Utente 626XXX
Salve,
Mia mamma 73 anni 38kg ha ritirato l'esito dell tac con contrasto effettuata per dolori addominali, ulcere, diarrea cronica, dopo aver escluso tutto il resto con i piu'svariati esami.
Riporto l'esito:
Marcata e diffusa malattia ateromasica dell'aorta addominale con aspetto pluriocclusivo sia in sede sovrarenale che sottorenale. Appena sopra carrefour l'aorta presenta lime opacizzato di 5mm.diffusa ateromasia parietale mista sia calcificata che trombolipidica dell'aorta dei vasi arteriosi,ateromasico e pluristenotico sopratutto dell'asse iliaco bilaterale. Il lume opacizzato dell'arteria iliaca comune di sin e' 2,5mm e destra di 2mm. Stenosi significativa dell'origine del tronco celiaco filiformr arteria mesenterica inf.

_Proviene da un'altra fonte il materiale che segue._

Issue #101, opened 2016-05-24
[Related Artists] Left align entries


briansw:
Left align entries so odd numbers don't center in the content area.

![screen shot 2016-05-24 at 9 35 42 am](https://cloud.githubusercontent.com/assets/1022172/15505786/f61b2294-2192-11e6-93fb-1acb613e1144.png)

PR #143, opened 2016-05-31
[Related Artists] Fix left margin of grid view

### LINKED ISSUE #131: [Related Artists] Grid not centered
Reported by @sarahscott.

image_0-6

mennenia:
Fix #131 

cc @katarinabatina, this is what I went with:

screen shot 2016-05-31 at 15 30 44

### DIFF
--- a/lib/components/artist/related_artists/index.js
+++ b/lib/components/artist/related_artists/index.js
@@ -3,24 +3,35 @@
 
 import Relay from 'react-relay';
 import React from 'react';
-import { ScrollView, StyleSheet, View } from 'react-native';
+import { ScrollView, StyleSheet, View, Dimensions } from 'react-native';
 
 import colors from '../../../../data/colors';
 import SerifText from '../../text/serif';
 import ImageView from '../../opaque_image_view';
 import RelatedArtist from './related_artist'
 
+const isPhone = Dimensions.get('window').width < 700;
+
 class RelatedArtists extends React.Component {
   render() {
-    const artists = this.props.artists
+    const artists = this.props.artists;
     return (
       <View style={styles.container}>
         <SerifText style={styles.heading}>Related Artists</SerifText>
         <View style={styles.artistContainer}>
-          { artists.map(artist => <RelatedArtist key={artist.id} artist={artist} /> ) }
+          { this.renderArtists() }
         </View>
       </View>
     );
+  }
+
+  renderArtists() {
+    const artists = this.props.artists;
+    var artistViews = artists.map(artist => <RelatedArtist key={artist.id} artist={artist} />);
+    if (isPhone && artists.length % 2 !== 0) {
+      artistViews.push(<RelatedArtist key={'dummy'} artist={null}/>);
+    }
+    return artistViews;
   }
 }
 
--- a/lib/components/artist/related_artists/index.js
+++ b/lib/components/artist/related_artists/index.js
@@ -10,8 +10,6 @@ import SerifText from '../../text/serif';
 import ImageView from '../../opaque_image_view';
 import RelatedArtist from './related_artist'
 
-const isPhone = Dimensions.get('window').width < 700;
-
 class RelatedArtists extends React.Component {
   render() {
     const artists = this.props.artists;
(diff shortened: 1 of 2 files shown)


katarinabatina:
image

mennenia:
@katarinabatina updated!

@sarahscott the magical code added property was `space-around` on `justifyContent` rather than `flex-start`

screen shot 2016-05-31 at 17 10 38

katarinabatina:
@mennenia 💯  magic! 👏

alloy:
Awesome, well done 👍

sarahscott:
@mennenia The only problem here is that the last item might be centered instead of aligned left - do you have any screenshots with the last row when there's an item on its own?

sarahscott:
See #101

sarahscott:
I don't know if this is relevant for us but someone else suggests using a spacer: http://stackoverflow.com/questions/18744164/flex-box-align-last-row-to-grid

alloy:
@sarahscott Ah, so this is basically what you had previously? If all else fails in a timely manner (we need to release this week) then I'm not at all opposed to adding a dummy element.

lib/components/artist/related_artists/index.js
```diff
@@ -3,25 +3,36 @@
...
         <View style={styles.artistContainer}>
-          { artists.map(artist => <RelatedArtist key={artist.id} artist={artist} /> ) }
+          { this.renderArtists() }
         </View>
       </View>
     );
   }
+
+  renderArtists() {
+    const artists = this.props.artists;
```
sarahscott: @mennenia this is just an illustrative commit to show the spacer idea - how do you feel about this? It fixes the issue for iPhone: 
simulator screen shot may 31 2016 5 23 13 pm

but not for iPad, so we'll have to do something else for that:

simulator screen shot may 31 2016 5 24 59 pm

mennenia:
Current situation:

ipad

simulator screen shot 1 jun 2016 18 35 58

lib/components/artist/related_artists/index.js
```diff
@@ -3,35 +3,67 @@
...
 class RelatedArtists extends React.Component {
+    constructor(props) {
+    super(props);
+    this.state = { columns: this.columnCount()};
+    this.onLayout = this.onLayout.bind(this);
+  }
+  
+  columnCount() {
+    const isPhone = Dimensions.get('window').width < 700;
+    const isPadHorizontal = Dimensions.get('window').width > 1000;
```
alloy: Maybe reduce method calls a bit more by storing the `window` object?

(Not sure about this case, but might be relevant in cases where behind the scenes it calls a native module and it needs to go over the bridge back and forth multiple times.)

lib/components/artist/related_artists/index.js
```diff
@@ -3,35 +3,67 @@
...
+    return !isPhone ? isPadHorizontal ? 4 : 3 : 2;
```
alloy: Can you add parentheses around the nested ternary?

sarahscott:
rebase reminder 😁

katarinabatina:
@mennenia magical magic of magicness 👏 👏 👏 👏  kudos!

mennenia:
Cheers @katarinabatina ^_^ this was proper team effort from @sarahscott and @alloy also :D.

@sarahscott - comments addressed, master merged. Good to go on my end :)!

sarahscott:
merging!

lib/components/artist/related_artists/index.js
```diff
@@ -10,6 +10,8 @@ import SerifText from '../../text/serif';
 import ImageView from '../../opaque_image_view';
 import RelatedArtist from './related_artist'
 
+const window = Dimensions.get('window')
```
alloy: Interesting, so the `width` value still updates after orientation changes?

I actually meant to do it once inside the `columnCount` method, but if this works that’s even better and we can do this in other places too.

mennenia: yeah we tested it and it worked, so, yay! :)

lib/components/artist/related_artists/index.js
```diff
@@ -18,23 +20,21 @@ class RelatedArtists extends React.Component {
   }
   
   columnCount() {
-    const isPhone = Dimensions.get('window').width < 700;
-    const isPadHorizontal = Dimensions.get('window').width > 1000;
-    return !isPhone ? isPadHorizontal ? 4 : 3 : 2;
+    const isPhone = window.width < 700;
+    const isPadHorizontal = window.width > 1000;
+    return !isPhone ? (isPadHorizontal ? 4 : 3) : 2;
```
alloy: In the future it’s better to reduce the amount of negation, as it will be more readable.

lib/components/artist/related_artists/index.js
alloy: Noice! I wonder how that works under the hood, will have to look into that some time.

Meritevole di valutazione specialistica.
Giovedi ha la visita, puo'gentilmente in poche parole tradurmi il referto?.. Secondo lei sicuramente gli faranno degli stent, palloncini, by-pass?.. Ecc
Sono interventi pericolosi?, in anestesia totale?..tempi di ripresa?.. Avendo piu'occlusioni possono fare piu'interventi?.. Il refertoe' gravissimo o rimediabile?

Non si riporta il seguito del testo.